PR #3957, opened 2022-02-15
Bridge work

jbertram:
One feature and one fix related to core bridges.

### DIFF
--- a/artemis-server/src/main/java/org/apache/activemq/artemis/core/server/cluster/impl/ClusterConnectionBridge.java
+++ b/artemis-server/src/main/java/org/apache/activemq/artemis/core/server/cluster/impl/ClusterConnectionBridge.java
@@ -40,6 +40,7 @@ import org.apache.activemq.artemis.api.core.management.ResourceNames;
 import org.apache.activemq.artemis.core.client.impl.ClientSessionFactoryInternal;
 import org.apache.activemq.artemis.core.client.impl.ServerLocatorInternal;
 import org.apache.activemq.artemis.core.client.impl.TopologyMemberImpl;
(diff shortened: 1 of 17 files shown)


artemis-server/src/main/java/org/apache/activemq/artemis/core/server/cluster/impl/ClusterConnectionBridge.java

#### Problem details
Extract every line of the records above that contains the word "import".

#### Answer
@@ -40,6 +40,7 @@ import org.apache.activemq.artemis.api.core.management.ResourceNames;
 import org.apache.activemq.artemis.core.client.impl.ClientSessionFactoryInternal;
 import org.apache.activemq.artemis.core.client.impl.ServerLocatorInternal;
 import org.apache.activemq.artemis.core.client.impl.TopologyMemberImpl;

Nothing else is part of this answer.